Position Paper: Why Simulating Halt Deciders (SHDs) Require a Reframing of the Halting Problem ==============================================================================================

Thesis:
-------
Simulating Halt Deciders (SHDs), such as those proposed by Flibble and Olcott, do not disprove the classical Halting Problem but instead operate
in a distinct computational framework. Therefore, they require a reframing
of the Halting Problem to accurately describe what is being solved.

1. The Classical Halting Problem
--------------------------------
Definition:
Given a program P and input x, determine whether P(x) halts when executed.

Requirements:
- The decider H must work for *all* valid programs P and inputs x.
- H must be total: it must give a correct answer for every input pair.
- The construction of D() = if H(D) then loop leads to contradiction.

Implication:
- No universal halting decider exists.

2. What SHDs Do Differently
---------------------------
SHDs simulate the behavior of P(x), often with the following properties:
- They detect infinite recursion or looping patterns *during simulation*.

And the queation becomes how they do this, when the imput program can
contain a COPY of the algorithm of the SHD.

Part of your problem is that you have fallen for Olcotts very non-Turing Complete system which includes the stipulation that it is impossible to duplicate the code of his H, which he then violates when he creates his H1.

In actuality, both his H and D (and their variations) just fail to meet
the actual definition of a Program from the basic theory, being a
specific and complete set of instructions that the algorithm uses to
process the data provided solely by the input to the program.

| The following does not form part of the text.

PR #2518, opened 2024-10-23
Virtual list entry for arbitrary values in comboboxes

### LINKED ISSUE #2447: Workshop arbitrary values help text
> Select an option or enter a custom value

What we have is decent, but I just want to flag that we should keep mulling it over before v11 in case we come up with something better. It might help to explain somewhere (in this help text or elsewhere) that the match works by string, and therefore it can be any string, even one that doesn't match any instances _yet_. At least, that's what I want to convey — doesn't mean we have to say it exactly like that.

- They may abort early when a loop is structurally recognized.
- They return a result based on runtime behavior, not semantic derivation.

In some models:
- SHDs may crash or refuse to decide on inputs that involve self-reference.
- They avoid the contradiction by forbidding or failing on such cases.

3. Why This Requires Reframing
------------------------------
The classical Halting Problem assumes:
- All programs are valid analyzable inputs.

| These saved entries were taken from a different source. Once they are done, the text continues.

PR #2520, opened 2024-10-28
Add Group Attribute Name field to IdP view

### LINKED ISSUE #2473: Display group_attribute_name in IdP view
Currently we do not display the `group_attribute_name` field from an IdP configuration in the view IdP flyout. This is a helpful value to display when debugging connection issues.

charliepark:
This field was already present, just hidden in the "edit" (though not really editable) view.

I also adjusted the help text's CSS to have `text-balance`, so we avoid having ragged descriptions.
Screenshot 2024-10-28 at 11 59 26 AM

Closes #2473

### DIFF
--- a/app/forms/idp/edit.tsx
+++ b/app/forms/idp/edit.tsx
@@ -104,14 +104,13 @@ export function EditIdpSideModalForm() {
         control={form.control}
         disabled
       />
-      {/* TODO: add group attribute name when it is added to the API
-          <TextField
-            name="groupAttributeName"
-            label="Group attribute name"
-            description="Name of SAML attribute where we can find a comma-separated list of names of groups the user belongs to"
-            control={form.control}
-            disabled
-          /> */}
+      <TextField
+        name="groupAttributeName"
+        label="Group attribute name"
+        description="Name of the SAML attribute sent by the IdP containing a comma-separated list of groups for the authenticated user"
+        control={form.control}
+        disabled
+      />
       {/* TODO: Email field, probably */}
       <TextField
         name="technicalContactEmail"
--- a/app/forms/idp/edit.tsx
+++ b/app/forms/idp/edit.tsx
@@ -107,7 +107,7 @@ export function EditIdpSideModalForm() {
       <TextField
         name="groupAttributeName"
         label="Group attribute name"
-        description="Name of the SAML attribute sent by the IdP containing a comma-separated list of groups for the authenticated user"
+        description="Name of the SAML attribute in the IdP response listing the user’s groups"
         required
         control={form.control}
         disabled
--- a/app/forms/idp/edit.tsx
+++ b/app/forms/idp/edit.tsx
@@ -108,6 +108,7 @@ export function EditIdpSideModalForm() {
         name="groupAttributeName"
         label="Group attribute name"
         description="Name of the SAML attribute sent by the IdP containing a comma-separated list of groups for the authenticated user"
+        required
         control={form.control}
         disabled
       />
--- a/app/forms/idp/create.tsx
+++ b/app/forms/idp/create.tsx
@@ -133,7 +133,7 @@ export function CreateIdpSideModalForm() {
       <TextField
         name="groupAttributeName"
         label="Group attribute name"
-        description="Name of SAML attribute where we can find a comma-separated list of names of groups the user belongs to"
+        description="Name of the SAML attribute in the IdP response listing the user’s groups"
         control={form.control}
       />
       {/* TODO: Email field, probably */}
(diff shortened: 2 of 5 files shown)


app/forms/idp/edit.tsx
```diff
@@ -104,14 +104,14 @@ export function EditIdpSideModalForm() {
...
-            name="groupAttributeName"
-            label="Group attribute name"
-            description="Name of SAML attribute where we can find a comma-separated list of names of groups the user belongs to"
-            control={form.control}
-            disabled
-          /> */}
+      <TextField
+        name="groupAttributeName"
+        label="Group attribute name"
+        description="Name of the SAML attribute sent by the IdP containing a comma-separated list of groups for the authenticated user"
```
david-crespo, line 110: I don't think they're actually comma-separated. It's all XML.

```xml
<saml:AttributeStatement>
  <saml:Attribute Name="groups" NameFormat="urn:oasis:names:tc:SAML:2.0:attrname-format:unspecified">
    <saml:AttributeValue>SRE</saml:AttributeValue>
    <saml:AttributeValue>Admins</saml:AttributeValue>
  </saml:Attribute>
</saml:AttributeStatement>
```

https://github.com/oxidecomputer/omicron/blob/5bf05de207bf05201aea7c07f24ddc7724707008/nexus/tests/integration_tests/data/saml_response_with_groups.xml#L94-L98

Maybe we can be a little less concrete about the format anyway. It doesn't matter here:

> Name of the SAML attribute in the IdP response listing the user's groups

We could go even shorter to get it on one line, but I don't think this is consistent with our more typically breezy style.

> Name of SAML attribute in IdP response listing user's groups

Worth noting that `text-balance` looks worse and worse the shorter the thing gets. I'd take it back out.

The docs [also](https://docs.oxide.computer/guides/system/completing-rack-config#_configure_silo_identity_provider) say "comma-separated". I will make a note to confirm it's wrong and fix it.

image

david-crespo:
The create form has a field for this too — its description should match. Yet another case where it would be convenient to share the fields (and in this case it would have helped catch this mismatch) but it feels kinda boilerplatey to get the types right on shared stuff. We should think about how to make it easier, or if we can't, maybe at least commit to a particular pattern here for sharing fields and document it so we don't have to think about it. Out of scope for this PR of course.

https://github.com/oxidecomputer/console/blob/4e967560d1a090ea18b6b8127eb9763fde555987/app/forms/idp/create.tsx#L133-L138

app/forms/idp/edit.tsx
david-crespo: Docs fix: https://github.com/oxidecomputer/docs/pull/484

david-crespo (approved):
Not a blocker, but I'd recommend adding `groupAttributeName` to the mock SAML IdP so we can see it in the form.

https://github.com/oxidecomputer/console/blob/4e967560d1a090ea18b6b8127eb9763fde555987/mock-api/silo.ts#L76-L88

Might also be worth adding a line to this expect asserting that it shows up. Don't use the `text=` way, do the `expect(page.getByRole('textbox', { name: 'Group attribute name' })).toHaveValue('groups')` way.

https://github.com/oxidecomputer/console/blob/4e967560d1a090ea18b6b8127eb9763fde555987/test/e2e/silos.e2e.ts#L181-L187

app/forms/idp/edit.tsx
jmpesp: It can be a single AttributeStatement, like you posted, but it can also be multple:

```xml
      <saml:Attribute Name="groups" NameFormat="urn:oasis:names:tc:SAML:2.0:attrname-format:unspecified">
        <saml:AttributeValue>Admins</saml:AttributeValue>
      </saml:Attribute>
      <saml:Attribute Name="groups" NameFormat="urn:oasis:names:tc:SAML:2.0:attrname-format:unspecified">
        <saml:AttributeValue>SRE</saml:AttributeValue>
      </saml:Attribute>
```

the Keycloak setting for this is (under the "groups" mapping):

keycloak_single_group_attribute

It _can_ also be a comma separated list of groups, if the IDP sends that. Some applications apparently do require that (eg: https://support.okta.com/help/s/question/0D54z00009Jau72CAB/group-attribute-statements-combine-all-groups-into-a-comma-separated-string?language=en_US)

david-crespo: Very helpful, thanks. Do all of those work the same way with respect to the attribute name? In which case just not mentioning the details seems best.

jmpesp: > Do all of those work the same way with respect to the attribute name? In which case just not mentioning the details seems best.

I believe so yeah, both use the same `Attribute Name="groups"`, and it'd be a bug not to. Agree on eliding that detail yeah. Even so if we ever encounter an IDP that only sends comma separated lists Nexus can handle it.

Which they are in the field.

- The decider exists *outside* the execution environment.

The decider is a seperate program. Note, in computation theory the
programs *ARE* the execution environment. Programs are not run on
computers, but ARE the computers, specially built for the task.

The equivalent of the modern computer would be the UTM, where we could
prepare the "program" and its input as the input to the UTM.

And in this model, the UTM is given as the "Program" the decider, and
the input is given as the input to that program.

And the input is defined in a way that it could also be run as an input
to the UTM on its own, with its own input.

In others words, in te UTM model, if decider H is to decide on program P
given input D, then we can say that

UTM <H> <P> <D> needs to answer about the behavior of UTM <P> <D>

Thus, H and P *ARE* defined in seperate execution environments, as we
don't want to limit P to only be able to be run in the environment of H.

- Deciders can analyze any encoded program as data.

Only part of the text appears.